* Italy takes orders of 17 bln for 50-year bonds
* Italy sells new bonds at 11 bps over existing 2049
* Broader euro zone bond markets largely steady
* Euro zone periphery govt bond yields tmsnrt.rs/2ii2Bqr (Updates pricing, headline, adds detail on Italy bond sale)
By Dhara Ranasinghe
LONDON, July 9 (Reuters) - Italian bond yields fell on Tuesday, outperforming other euro zone fixed income markets as investors welcomed the sale of more ultra-long Italian bonds at a time when assets with positive yields are increasingly hard to come by.
Italy drew bids for more than 17 billion euros ($19 billion) on a 50-year bond, taking advantage of improved market sentiment after avoiding EU disciplinary action amid investor bets that euro zone monetary policy will remain dovish.
Italy’s 50-year bond yield was at 2.85% as trading wound down on Tuesday, having initially jumped on Monday after Italy unexpectedly announced its intention to tap the ultra-long dated bond.
Italy sold its 3 billion euro tap at 11 basis points over the 3.85% September 2049, according to a lead manager.
“The announcement perfectly encapsulates the yield grab that has been galvanised by the recent dovish shift on the part of the Fed and the ECB,” said Richard McGuire, head of rates strategy at Rabobank in London.
“With the decision to tap the 50-year reflective of investor appetite for both risk and duration.”
Italian yields dipped 2-3 basis points across the curve, while most other euro zone bond yields edged higher.
The backdrop for the bond sale could not be more favourable.
Italian bond prices surged last week, not only because Rome avoided EU sanctions over its fiscal policies but also on expectations that the European Central Bank would retain its dovish stance under incoming president Christine Lagarde.

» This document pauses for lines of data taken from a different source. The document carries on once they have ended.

PR #233, opened 2023-12-14
STONEBLD-1844 follow on to run tasks in user namespace

stuartwdouglas:
Follow on from [STONEBLD-1844](https://issues.redhat.com//browse/STONEBLD-1844) to run the renovate job in the user namespace with very limited installation token.

### DIFF
--- a/controllers/component_dependency_update_controller.go
+++ b/controllers/component_dependency_update_controller.go
@@ -68,6 +68,10 @@ const (
 	FailureRetryTime = time.Minute * 5 // We retry after 5 minutes on failure
 )
 
+// The amount of time we wait before attempting to update the component, to try and avoid contention issues
+// This is not a constant so tests don't have to wait
+var delayTime = time.Second * 10
+
 // ComponentDependencyUpdateReconciler reconciles a PipelineRun object
 type ComponentDependencyUpdateReconciler struct {
 	client.Client
@@ -153,6 +157,10 @@ func (r *ComponentDependencyUpdateReconciler) Reconcile(ctx context.Context, req
 		log.Error(err, "Failed to get pipelineRun")
 		return ctrl.Result{}, err
 	}
+	if pipelineRun.CreationTimestamp.Add(delayTime).After(time.Now()) {
+		// These objects are super contested at creation, we just wait 10s before attempting anything
+		return ctrl.Result{RequeueAfter: delayTime}, nil
+	}
 
 	component, err := GetComponentFromPipelineRun(r.Client, ctx, pipelineRun)
 	if err != nil || component == nil {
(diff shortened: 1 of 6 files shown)


controllers/component_dependency_update_controller.go
```diff
@@ -153,6 +155,11 @@ func (r *ComponentDependencyUpdateReconciler) Reconcile(ctx context.Context, req
 		log.Error(err, "Failed to get pipelineRun")
 		return ctrl.Result{}, err
 	}
+	if pipelineRun.CreationTimestamp.Add(delayTime).After(time.Now()) {
+		//these objects are super contested at creation
```
mmorhun, line 159: nitpick: comment style.

controllers/renovate_util.go
```diff
@@ -311,3 +312,138 @@ func CreateRenovaterJob(ctx context.Context, client client.Client, scheme *runti
 
 	return nil
 }
+
+func CreateRenovaterPipeline(ctx context.Context, client client.Client, scheme *runtime.Scheme, namespace string, installations []installationStruct, slug string, debug bool, js func(slug string, repositories []renovateRepository, info interface{}) (string, error), info interface{}) error {
```
mmorhun, line 316: Please add description.

controllers/component_dependency_update_controller.go
```diff
@@ -424,7 +437,7 @@ func DefaultDependenciesUpdate(ctx context.Context, client client.Client, scheme
 		return false, err
 	}
 	log.Info("creating renovate job")
-	err = CreateRenovaterJob(ctx, client, scheme, installationsToUpdate, slug, true, generateRenovateConfigForNudge, result)
+	err = CreateRenovaterPipeline(ctx, client, scheme, result.Component.Namespace, installationsToUpdate, slug, true, generateRenovateConfigForNudge, result)
```
mmorhun, line 440: Why pipeline and not a job?

stuartwdouglas: - Job's are removed after a timeout, so lots of nudges in a short period could make the namespace unusable due to pod Quota, while pipelines are pruned much more aggressively
- Users can view the results of pipelines and the results are stored, making debugging much easier
- Tekton automatically provides docker config from linked service accounts for private images, with a job I would need to implement this manually

stuartwdouglas: I am not sure if we should change the other job to also use a pipeline, but as we don't really have e2e tests I don't really want to make major changes to that code just before I go on PTO.

pkg/git/github/github_app.go
```diff
@@ -323,6 +323,15 @@ func getAppInstallationsForRepository(githubAppIdStr string, appPrivateKeyPem []
...
 
 	repoStruct, _, err := installationClient.client.Repositories.Get(context.TODO(), owner, repo)
+	if err != nil {
+		return nil, "", err
+	}
+	// Create a new token, that is only valid for this repo
+	token, _, err = client.Apps.CreateInstallationToken(
+		context.Background(),
+		*val.ID,
+		&github.InstallationTokenOptions{RepositoryIDs: []int64{*repoStruct.ID}})
```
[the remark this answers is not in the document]
stuartwdouglas: I don't think so, I tried this initially but the app token does not have permission to list the repository id. I don't want to mount a generic token in the users namespace for security reasons (e.g. if build-service had a RHTAP namespace, the initial token would also allow is to push to integration-service).

controllers/component_dependency_update_controller.go
```diff
@@ -167,31 +175,29 @@ func (r *ComponentDependencyUpdateReconciler) Reconcile(ctx context.Context, req
...
+		if err != nil || result != nil {
+			return *result, err
 		}
+		log.Info("adding finalizer for component nudge")
 		// We add a finalizer to make sure we see the run before it is deleted
 		// As tekton results should aggressivly delete when pruning is enabled
+		patch := client.MergeFrom(pipelineRun.DeepCopy())
 		controllerutil.AddFinalizer(pipelineRun, NudgeFinalizer)
-		err = r.Client.Update(ctx, pipelineRun)
+		err = r.Client.Patch(ctx, pipelineRun, patch)
```
chmeliik, line 200: If I'm reading it right, the `patch` is a deepcopy of the original pipelineRun object, without the finalizer. And then the code adds the finalizer to the `pipelineRun` object, and then calls `Patch()`. How does that work? I would expect the finalizer to be on the patch, not on the object we're patching

chmeliik: Ohh, it's flipped for MergePatch https://github.com/kubernetes-sigs/controller-runtime/blob/1b80b9629af8ec55ae200e2c649a9603533eed20/pkg/client/patch.go#L100-L102

stuartwdouglas:
The test failure is not related to the PR, it is a codecov upload issue.

chmeliik (commented):
Are the two changes in this commit coupled to each other? If not, could you split it into two commits, where one replaces `Update()` with `Patch()` and the other changes the Renovate job/pipeline to run in the user's namespace?

controllers/renovate_util.go
```diff
@@ -311,3 +313,146 @@ func CreateRenovaterJob(ctx context.Context, client client.Client, scheme *runti
...
+									{
+										Prefix: "TOKEN_",
+										SecretRef: &v1.SecretEnvSource{
+											LocalObjectReference: v1.LocalObjectReference{
+												Name: name,
+											},
+										},
+									},
+								},
+								Command: []string{"bash", "-c", strings.Join(renovateCmds, "; ")},
```
chmeliik, line 397: Does joining multiple `renovate` commands with `;` potentially hide failures?

controllers/renovate_util.go
```diff
@@ -311,3 +313,146 @@ func CreateRenovaterJob(ctx context.Context, client client.Client, scheme *runti
...
+	}
+	if err := client.Create(ctx, configMap); err != nil {
+		return err
+	}
+	if err := client.Create(ctx, pipelineRun); err != nil {
+		return err
+	}
+	log.Info(fmt.Sprintf("Pipeline %s triggered", pipelineRun.Name), logs.Action, logs.ActionAdd)
+	if err := controllerutil.SetOwnerReference(pipelineRun, secret, scheme); err != nil {
+		return err
```
chmeliik, line 444: I guess it's not possible to set the owner reference before `Create()`-ing the objects? Which means the secrets and configmaps may persist in the user namespace indefinitely (if e.g. the pipelineRun creation fails)?

controllers/renovate_util.go
stuartwdouglas: This is how the existing renovate job works. Also even if one fails we want the others to continue. The lack of a PR will make it clear that it has failed, and with this new approach the logs should be accessible.

controllers/renovate_util.go
stuartwdouglas: Actually it should be possible, because the PipelineRun will wait for creation, this is how the multi platform controller works. 

This code was copy pasted from the existing renovate code

mmorhun (approved):

controllers/component_dependency_update_controller.go
mmorhun: I see, thanks

stuartwdouglas:
Failures have been due to the corresponding e2e-tests branch needed to be rebased on main.

PR #235, opened 2023-12-18
fix(rhtapbugs=975): use source_url instead of repo_url for git-url

14rcole:
The repo_url variable in pull request jobs points to the target repo. The git-url parameter of build pipelineRuns is passed to the integration service.  If users attempt to clone this URL with the revision from the 'revision' parameter (which is the revision of the source URL) an error will occur.  Tekton also has a 'source_url' variable that points to the source repo in pull request jobs, which fixes the problem.  In push jobs 'source_repo' defaults to the same value as 'repo_url'.  Therefore defaulting to 'source_repo' should not cause any other bugs'

### Checklist:
 - Write / update unit tests
 - Ensure `make test` passes
 - Test code changes manually

### DIFF
--- a/controllers/component_build_controller_pac.go
+++ b/controllers/component_build_controller_pac.go
@@ -1076,7 +1076,7 @@ func generatePaCPipelineRunForComponent(
 	}
 
 	params := []tektonapi.Param{
-		{Name: "git-url", Value: tektonapi.ParamValue{Type: "string", StringVal: "{{repo_url}}"}},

With more than half the euro zone bond market offering yields in negative territory, demand for bonds with a positive yield is strong.
Tuesday’s sale is the second syndicated deal for Italy in less than a month, after Rome sold 6 billion euros ($6.7 billion) of a new 20-year government bond in June.
“And the demand for yield is still strong, so tapping the 50-year bond gives investors duration and credit — two things they are looking for,” said DZ Bank rates strategist Christian Lenk.
Data on Monday showed Japanese investors were net sellers of French bonds in May for the second consecutive month but increased their purchases of Spanish debt.
Analysts say that trend may have accelerated given that even long-dated French government bond yields have fallen into negative territory in recent weeks.
Outside Italy, most euro zone bond yields rose as profit-taking on recent price gains set in as investors dialled back expectations for aggressive U.S. rate cuts this month following Friday’s strong jobs data.
Closely-watched bond spreads over euro zone benchmark issuer Germany have widened slightly as a result. The Spanish/German 10-year bond yield gap briefly hit 81 bps — its widest since mid-June.